_SUPPLIED RECORDS_
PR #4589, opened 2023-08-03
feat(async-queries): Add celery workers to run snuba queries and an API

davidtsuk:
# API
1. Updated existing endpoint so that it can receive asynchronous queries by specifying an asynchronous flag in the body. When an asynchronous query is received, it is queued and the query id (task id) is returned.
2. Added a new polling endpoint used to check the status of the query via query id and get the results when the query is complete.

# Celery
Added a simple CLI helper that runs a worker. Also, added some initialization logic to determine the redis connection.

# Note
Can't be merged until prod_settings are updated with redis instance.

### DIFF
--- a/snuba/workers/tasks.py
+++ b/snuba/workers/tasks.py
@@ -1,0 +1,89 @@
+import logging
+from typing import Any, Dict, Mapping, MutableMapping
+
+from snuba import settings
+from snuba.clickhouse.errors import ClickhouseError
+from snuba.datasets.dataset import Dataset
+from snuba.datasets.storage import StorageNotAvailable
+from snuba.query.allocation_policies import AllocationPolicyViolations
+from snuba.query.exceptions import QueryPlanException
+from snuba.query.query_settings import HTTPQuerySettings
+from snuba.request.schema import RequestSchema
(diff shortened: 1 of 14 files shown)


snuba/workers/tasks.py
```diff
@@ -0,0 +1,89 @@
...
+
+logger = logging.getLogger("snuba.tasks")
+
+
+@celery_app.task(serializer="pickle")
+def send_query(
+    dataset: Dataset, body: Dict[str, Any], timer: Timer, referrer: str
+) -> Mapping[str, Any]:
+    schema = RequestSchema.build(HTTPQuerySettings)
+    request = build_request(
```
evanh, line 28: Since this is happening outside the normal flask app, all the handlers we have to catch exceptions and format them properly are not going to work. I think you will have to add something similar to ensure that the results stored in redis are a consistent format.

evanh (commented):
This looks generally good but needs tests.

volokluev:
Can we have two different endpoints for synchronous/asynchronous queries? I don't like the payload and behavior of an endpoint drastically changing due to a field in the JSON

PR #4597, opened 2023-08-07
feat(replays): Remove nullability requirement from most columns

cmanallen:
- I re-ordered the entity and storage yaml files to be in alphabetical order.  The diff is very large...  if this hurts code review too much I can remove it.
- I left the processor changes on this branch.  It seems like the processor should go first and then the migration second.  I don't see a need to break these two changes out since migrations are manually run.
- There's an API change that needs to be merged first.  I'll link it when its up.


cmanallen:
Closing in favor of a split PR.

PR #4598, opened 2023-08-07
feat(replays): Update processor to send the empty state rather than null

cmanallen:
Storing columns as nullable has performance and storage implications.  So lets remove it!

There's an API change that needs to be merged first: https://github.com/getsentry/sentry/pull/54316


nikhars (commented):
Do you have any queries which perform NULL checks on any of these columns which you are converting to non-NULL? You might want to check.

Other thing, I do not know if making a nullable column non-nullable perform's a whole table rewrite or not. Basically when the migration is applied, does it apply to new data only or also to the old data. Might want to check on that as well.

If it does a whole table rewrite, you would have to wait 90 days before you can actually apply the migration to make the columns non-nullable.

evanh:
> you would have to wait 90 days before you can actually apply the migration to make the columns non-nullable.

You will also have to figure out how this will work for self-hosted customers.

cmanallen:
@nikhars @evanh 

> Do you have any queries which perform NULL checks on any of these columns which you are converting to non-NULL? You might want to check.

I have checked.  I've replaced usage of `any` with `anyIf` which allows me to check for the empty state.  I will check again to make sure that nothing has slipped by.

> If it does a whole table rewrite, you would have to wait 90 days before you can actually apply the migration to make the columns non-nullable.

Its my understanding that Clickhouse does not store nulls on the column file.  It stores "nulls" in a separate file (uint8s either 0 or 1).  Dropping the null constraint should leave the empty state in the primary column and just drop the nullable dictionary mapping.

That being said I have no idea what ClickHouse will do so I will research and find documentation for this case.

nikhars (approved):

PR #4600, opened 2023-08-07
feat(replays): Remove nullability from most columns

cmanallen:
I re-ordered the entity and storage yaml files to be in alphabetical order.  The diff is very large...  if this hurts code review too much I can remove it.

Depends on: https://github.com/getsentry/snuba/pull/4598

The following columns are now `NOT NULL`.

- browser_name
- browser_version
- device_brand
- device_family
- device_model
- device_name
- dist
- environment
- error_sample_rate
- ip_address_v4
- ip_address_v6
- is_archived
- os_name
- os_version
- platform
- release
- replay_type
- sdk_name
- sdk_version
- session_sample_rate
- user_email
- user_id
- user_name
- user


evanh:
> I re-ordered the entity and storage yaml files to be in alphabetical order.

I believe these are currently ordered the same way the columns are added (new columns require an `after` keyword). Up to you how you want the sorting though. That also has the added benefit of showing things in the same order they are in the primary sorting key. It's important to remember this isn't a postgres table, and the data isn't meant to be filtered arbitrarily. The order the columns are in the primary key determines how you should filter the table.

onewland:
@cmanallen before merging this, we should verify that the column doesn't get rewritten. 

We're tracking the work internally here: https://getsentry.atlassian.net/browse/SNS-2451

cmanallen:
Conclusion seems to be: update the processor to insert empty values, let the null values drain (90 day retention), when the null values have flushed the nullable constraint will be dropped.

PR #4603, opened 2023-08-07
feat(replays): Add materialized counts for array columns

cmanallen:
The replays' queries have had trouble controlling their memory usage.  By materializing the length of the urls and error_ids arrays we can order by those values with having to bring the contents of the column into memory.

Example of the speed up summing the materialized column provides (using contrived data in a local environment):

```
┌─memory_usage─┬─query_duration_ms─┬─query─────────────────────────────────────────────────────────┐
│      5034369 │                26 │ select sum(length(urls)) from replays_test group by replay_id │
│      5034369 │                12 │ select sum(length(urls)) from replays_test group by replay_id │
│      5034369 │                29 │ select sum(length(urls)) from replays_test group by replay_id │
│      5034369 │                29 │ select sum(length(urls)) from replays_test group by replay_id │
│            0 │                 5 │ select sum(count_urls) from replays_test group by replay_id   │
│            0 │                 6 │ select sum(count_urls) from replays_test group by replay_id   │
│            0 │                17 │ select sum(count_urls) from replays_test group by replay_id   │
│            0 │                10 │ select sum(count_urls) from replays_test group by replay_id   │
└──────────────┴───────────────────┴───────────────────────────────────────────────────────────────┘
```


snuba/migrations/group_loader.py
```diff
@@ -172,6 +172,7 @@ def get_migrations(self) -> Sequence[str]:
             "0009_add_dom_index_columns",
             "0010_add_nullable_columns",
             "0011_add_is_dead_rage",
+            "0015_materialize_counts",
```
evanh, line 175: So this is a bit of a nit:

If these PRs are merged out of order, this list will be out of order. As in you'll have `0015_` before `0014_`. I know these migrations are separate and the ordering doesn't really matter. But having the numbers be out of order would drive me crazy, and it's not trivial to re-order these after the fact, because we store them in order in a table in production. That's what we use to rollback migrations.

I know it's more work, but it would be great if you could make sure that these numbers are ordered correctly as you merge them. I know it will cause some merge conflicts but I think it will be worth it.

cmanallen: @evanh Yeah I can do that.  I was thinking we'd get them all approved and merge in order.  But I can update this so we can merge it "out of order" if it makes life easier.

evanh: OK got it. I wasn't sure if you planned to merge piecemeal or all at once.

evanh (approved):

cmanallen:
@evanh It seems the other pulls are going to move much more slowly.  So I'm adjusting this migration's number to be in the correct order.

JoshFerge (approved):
---
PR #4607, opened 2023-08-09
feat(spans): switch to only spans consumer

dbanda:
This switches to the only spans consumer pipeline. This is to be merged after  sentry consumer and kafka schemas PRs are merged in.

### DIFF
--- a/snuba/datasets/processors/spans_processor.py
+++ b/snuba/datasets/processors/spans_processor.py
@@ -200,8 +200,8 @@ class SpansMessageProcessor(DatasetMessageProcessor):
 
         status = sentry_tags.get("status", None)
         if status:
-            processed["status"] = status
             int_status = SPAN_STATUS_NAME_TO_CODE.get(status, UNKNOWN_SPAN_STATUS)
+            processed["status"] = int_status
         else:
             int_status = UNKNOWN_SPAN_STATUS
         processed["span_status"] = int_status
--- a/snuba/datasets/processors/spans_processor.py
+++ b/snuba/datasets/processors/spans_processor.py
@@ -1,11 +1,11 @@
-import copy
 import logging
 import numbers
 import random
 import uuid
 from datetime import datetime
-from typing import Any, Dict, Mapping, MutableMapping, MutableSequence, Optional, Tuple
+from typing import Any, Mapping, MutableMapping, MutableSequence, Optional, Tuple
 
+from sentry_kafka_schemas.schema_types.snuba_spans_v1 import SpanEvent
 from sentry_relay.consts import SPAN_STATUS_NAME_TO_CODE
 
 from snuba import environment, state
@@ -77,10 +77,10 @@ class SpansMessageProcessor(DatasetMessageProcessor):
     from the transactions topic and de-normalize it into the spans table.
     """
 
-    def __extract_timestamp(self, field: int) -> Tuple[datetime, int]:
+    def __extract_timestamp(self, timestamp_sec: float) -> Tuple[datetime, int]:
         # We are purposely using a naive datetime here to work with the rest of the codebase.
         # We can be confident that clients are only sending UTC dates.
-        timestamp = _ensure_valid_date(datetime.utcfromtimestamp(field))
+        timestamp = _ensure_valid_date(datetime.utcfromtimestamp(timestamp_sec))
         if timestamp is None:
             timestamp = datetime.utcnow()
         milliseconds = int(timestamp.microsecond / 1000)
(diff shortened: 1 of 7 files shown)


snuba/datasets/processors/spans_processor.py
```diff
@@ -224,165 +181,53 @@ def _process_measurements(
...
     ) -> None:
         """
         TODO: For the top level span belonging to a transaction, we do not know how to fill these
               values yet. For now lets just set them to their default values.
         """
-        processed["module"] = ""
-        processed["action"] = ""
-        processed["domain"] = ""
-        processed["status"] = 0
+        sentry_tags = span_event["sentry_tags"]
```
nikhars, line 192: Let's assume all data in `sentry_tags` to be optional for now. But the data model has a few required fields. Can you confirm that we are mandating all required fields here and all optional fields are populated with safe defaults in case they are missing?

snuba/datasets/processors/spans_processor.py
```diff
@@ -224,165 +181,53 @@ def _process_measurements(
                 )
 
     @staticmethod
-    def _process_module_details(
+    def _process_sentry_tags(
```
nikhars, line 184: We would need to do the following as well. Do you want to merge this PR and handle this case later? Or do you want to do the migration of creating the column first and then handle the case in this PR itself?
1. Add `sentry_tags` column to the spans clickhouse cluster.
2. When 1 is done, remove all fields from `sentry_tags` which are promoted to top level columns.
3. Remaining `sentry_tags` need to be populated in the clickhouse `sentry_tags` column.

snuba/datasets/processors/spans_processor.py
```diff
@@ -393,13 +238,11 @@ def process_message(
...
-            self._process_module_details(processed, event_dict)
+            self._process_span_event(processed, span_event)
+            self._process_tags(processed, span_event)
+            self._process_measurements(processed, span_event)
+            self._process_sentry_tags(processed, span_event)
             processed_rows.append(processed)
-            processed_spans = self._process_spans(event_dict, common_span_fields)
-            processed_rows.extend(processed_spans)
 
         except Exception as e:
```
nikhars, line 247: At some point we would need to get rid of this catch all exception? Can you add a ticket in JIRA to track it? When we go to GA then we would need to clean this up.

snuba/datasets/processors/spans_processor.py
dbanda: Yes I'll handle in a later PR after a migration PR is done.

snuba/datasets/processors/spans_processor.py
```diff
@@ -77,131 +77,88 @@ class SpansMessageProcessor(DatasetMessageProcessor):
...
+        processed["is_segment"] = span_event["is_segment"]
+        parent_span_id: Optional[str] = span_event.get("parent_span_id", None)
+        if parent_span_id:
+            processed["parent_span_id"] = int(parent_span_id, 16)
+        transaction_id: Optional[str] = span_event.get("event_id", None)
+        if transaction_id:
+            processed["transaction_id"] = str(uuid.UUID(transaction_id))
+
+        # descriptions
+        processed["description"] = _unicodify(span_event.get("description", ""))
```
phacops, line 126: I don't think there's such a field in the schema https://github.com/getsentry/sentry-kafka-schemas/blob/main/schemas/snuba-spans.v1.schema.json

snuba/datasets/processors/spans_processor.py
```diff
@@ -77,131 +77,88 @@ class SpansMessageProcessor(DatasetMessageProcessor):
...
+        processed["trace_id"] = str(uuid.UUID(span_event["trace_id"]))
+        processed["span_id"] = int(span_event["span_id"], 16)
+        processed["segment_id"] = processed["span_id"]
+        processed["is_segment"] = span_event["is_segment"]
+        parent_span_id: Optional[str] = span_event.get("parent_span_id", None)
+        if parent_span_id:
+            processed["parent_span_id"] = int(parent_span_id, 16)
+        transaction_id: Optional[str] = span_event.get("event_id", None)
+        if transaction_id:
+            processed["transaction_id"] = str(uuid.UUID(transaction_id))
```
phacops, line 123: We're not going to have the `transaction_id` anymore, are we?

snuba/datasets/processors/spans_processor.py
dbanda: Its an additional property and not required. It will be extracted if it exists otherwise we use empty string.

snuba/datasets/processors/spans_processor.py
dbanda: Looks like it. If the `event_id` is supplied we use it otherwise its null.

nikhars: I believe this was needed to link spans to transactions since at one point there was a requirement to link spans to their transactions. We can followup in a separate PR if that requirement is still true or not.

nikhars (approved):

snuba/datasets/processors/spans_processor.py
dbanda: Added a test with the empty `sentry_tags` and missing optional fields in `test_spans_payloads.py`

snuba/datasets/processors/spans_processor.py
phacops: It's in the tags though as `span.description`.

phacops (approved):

_YOUR ASSIGNMENT_
Look through the records and gather every line containing "typing".

_RESPONSE TO THIS TASK_
+from typing import Any, Dict, Mapping, MutableMapping
-from typing import Any, Dict, Mapping, MutableMapping, MutableSequence, Optional, Tuple
+from typing import Any, Mapping, MutableMapping, MutableSequence, Optional, Tuple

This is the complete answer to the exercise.